**Data for the task:**
PR #3562, opened 2026-06-28
github: Add a build workflow

stgraber:
This builds "incusd" and "incus" on a self-hosted Debian 13 builder.

The reason for producing this artifact is so we can then pull it on IncusOS test systems. The goal is to slowly refresh our physical testing lab from Ubuntu deployed by MAAS to regular IncusOS boxes that can be factory reset and the new version side-loaded onto them for testing.

### DIFF
--- a/.github/workflows/build.yml
+++ b/.github/workflows/build.yml
@@ -1,0 +1,93 @@
+name: Build
+on:
+  push:
+    branches:
+      - main
+      - stable-*
+
+permissions:
+  contents: read
+
+concurrency:
+  group: ${{ github.workflow }}-${{ github.ref }}
+  cancel-in-progress: true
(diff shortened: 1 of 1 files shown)


stgraber:
This PR has the workflow enabled on pull-request too. That will get disabled prior to merging but is needed to make sure this actually works on a self-hosted runner.

stgraber:
Links to working runs (as the PR now disabled it, keeping it just for on merge):
 - https://github.com/lxc/incus/actions/runs/28332351860/job/83932619686?pr=3562
 - https://github.com/lxc/incus/actions/runs/28332351860/job/83932619705?pr=3562

bensmrs (approved):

**Task goal:** Look above for the line with "github: Add a build workflow" and the line with "The reason for"; transcribe both and all lines in between, exactly, and nothing else.

**Result of this exercise:**
github: Add a build workflow

stgraber:
This builds "incusd" and "incus" on a self-hosted Debian 13 builder.

The reason for producing this artifact is so we can then pull it on IncusOS test systems. The goal is to slowly refresh our physical testing lab from Ubuntu deployed by MAAS to regular IncusOS boxes that can be factory reset and the new version side-loaded onto them for testing.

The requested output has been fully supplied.